● Goal of the exercise
What is the number of lines in these records with "pain" in them? Answer with that number only.

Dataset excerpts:

PR #6029, opened 2018-06-22
FEATURE: send message when a user reaches tl1

featheredtoast:
Sends a welcome message when a user hits tl1

Can be disabled via the `send_tl1_welcome_message` site setting.

### DIFF
--- a/app/models/user.rb
+++ b/app/models/user.rb
@@ -313,6 +313,11 @@ class User < ActiveRecord::Base
     Jobs.enqueue(:send_system_message, user_id: id, message_type: message_type)
   end
 
+  def enqueue_member_welcome_message
+    return unless SiteSetting.send_tl1_welcome_message?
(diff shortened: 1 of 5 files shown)


coding-horror:
I'd say go ahead and merge this unless you feel it is especially risky and
needing review.

featheredtoast:
Not especially - merged! 👍 

The copy needs changing, and the site setting may need to get moved, but the general functionality is good to go.

SamSaffron:
If we are sending this message we should probably make sure there is no
badge notification for tl1 (if message is enabled)

Otherwise you reach tl1 and get one blue and one green notification which
is odd.

coding-horror:
I don't think it's that weird, no different than a like notification
really.. those are trivial

... and if you had your way, every user would be notified by default on
EVERY SINGLE like, just sayin' ;)

PR #6032, opened 2018-06-25
FIX: display tables in posts history diff

OsamaSayegh:
I'm changing Régis code that he added for this [security fix](https://github.com/discourse/discourse/commit/4fb41663b3c7071dc1ef7d92eb3e5a6516dfe3b5), so I'd like him to review this when he comes back :)

### DIFF
--- a/app/assets/javascripts/discourse/controllers/history.js.es6
+++ b/app/assets/javascripts/discourse/controllers/history.js.es6
@@ -255,7 +255,7 @@ export default Ember.Controller.extend(ModalFunctionality, {
       const tableTags = ["table", "thead", "tbody", "th", "tr", "td"];
       const whiteListObj = { features: { editHistory: true } };
 
-      tableTags.forEach(tag => whiteListObj.features[tag] = true);
+      tableTags.forEach(tag => (whiteListObj.features[tag] = true));
       const whiteLister = new WhiteLister(whiteListObj);
 
       whiteLister.whiteListFeature("editHistory", { custom: () => true });
--- a/app/assets/javascripts/discourse/controllers/history.js.es6
+++ b/app/assets/javascripts/discourse/controllers/history.js.es6
@@ -2,9 +2,9 @@ import ModalFunctionality from "discourse/mixins/modal-functionality";
 import { categoryBadgeHTML } from "discourse/helpers/category-link";
 import computed from "ember-addons/ember-computed-decorators";
 import { propertyGreaterThan, propertyLessThan } from "discourse/lib/computed";
-import { on } from "ember-addons/ember-computed-decorators";
+import { on, observes } from "ember-addons/ember-computed-decorators";
 import { default as WhiteLister } from "pretty-text/white-lister";
-import { sanitize } from "pretty-text/sanitizer";
+import { sanitizeAsync } from "discourse/lib/text";
 
 function customTagArray(fieldName) {
   return function() {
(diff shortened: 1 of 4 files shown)


Giacomino1:

Simone Bartolini

Giacomino1:

Simone Bartolini

SamSaffron:
This is fine, but we need 1 test for it 👍

OsamaSayegh:
Added a test ✔️

tgxworld:
@OsamaSayegh Could we also look at adding a test case for the XSS fix? It is unclear to me what the original security fix was trying to prevent at the moment. Also it seems like `td` is vulnerable to XSS as per https://www.owasp.org/index.php/XSS_Filter_Evasion_Cheat_Sheet#TABLE

SamSaffron:
> Also it seems like td is vulnerable to XSS as per  

But the code is all sanitized ... so I am not following. The vul is if somehow you could convince the code that generates the diff to add in a new tag. 

A very simple 100% fix here would be to pass the HTML we get out of the diff through a whitelister. This may be a bit of overkill though.

app/assets/javascripts/discourse/controllers/history.js.es6
```diff
@@ -252,8 +252,15 @@ export default Ember.Controller.extend(ModalFunctionality, {
     if (viewMode === "side_by_side_markdown") {
       return html;
     } else {
-      const whiteLister = new WhiteLister({ features: { editHistory: true } });
+      const tableTags = ["table", "thead", "tbody", "th", "tr", "td"];
```
SamSaffron: yeah this is not sitting right ... we have our default markdown whitelister ... why can we not use it.

SamSaffron: https://github.com/discourse/discourse/blob/b54ba4c952d79d56742e76081d692f1281e88512/app/assets/javascripts/pretty-text/engines/discourse-markdown/table.js.es6#L31-L39

SamSaffron: so can't we just ask pretty text for the whitelister it uses ? and simply reuse that?

OsamaSayegh: I've tried using the same whitelister that pretty-text uses and it did fix this particular issue, however, it introduced a whole new bunch of issues. Mainly it messed up the layout and diff coloring (green and red) because all `diff-ins` and `dif-del` classes were stripped from diff HTML.

All this pain is caused by this bit here:

https://github.com/discourse/discourse/blob/9f558d7e74118d8dc0cb1db04f2b7200f5a3618c/lib/discourse_diff.rb#L248-L253

Specifically, Nokogiri Parser. It seems to be decoding HTML entities when parsing our HTML and returning HTML that's not absolutely safe and needs to be sanitized again.

Looks like there is a way to disable HTML decoding, but it doesn't work :/ (see [this issue](https://github.com/sparklemotion/nokogiri/issues/1284)).

SamSaffron: re: `diff-ins and dif-del` that is fine, I would then take the whitelister, clone it and add the 2 new classes you need. I follow about nokogiri making trouble.

OsamaSayegh: Just to be sure before I start working on this, I'll need to whitelist those two classes with every HTML tag we allow in posts (I don't think I'll have to list all the tags manually in an array, I think I can get them from existing code). Is that OK?

coding-horror:
This seems like quite a lot of pain for a rather trivial thing to "fix".. are we sure this is all worth it?

OsamaSayegh:
Ok, never mind my last response. I took a break from this and came back to get it accidentally to work. I simply added back Regis' code and used our pretty-text whitelister and now it works. ✨ 

Let me know if it looks OK, and I'll fix tests and add a couple more for the security issue and this bug.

● Task solution
2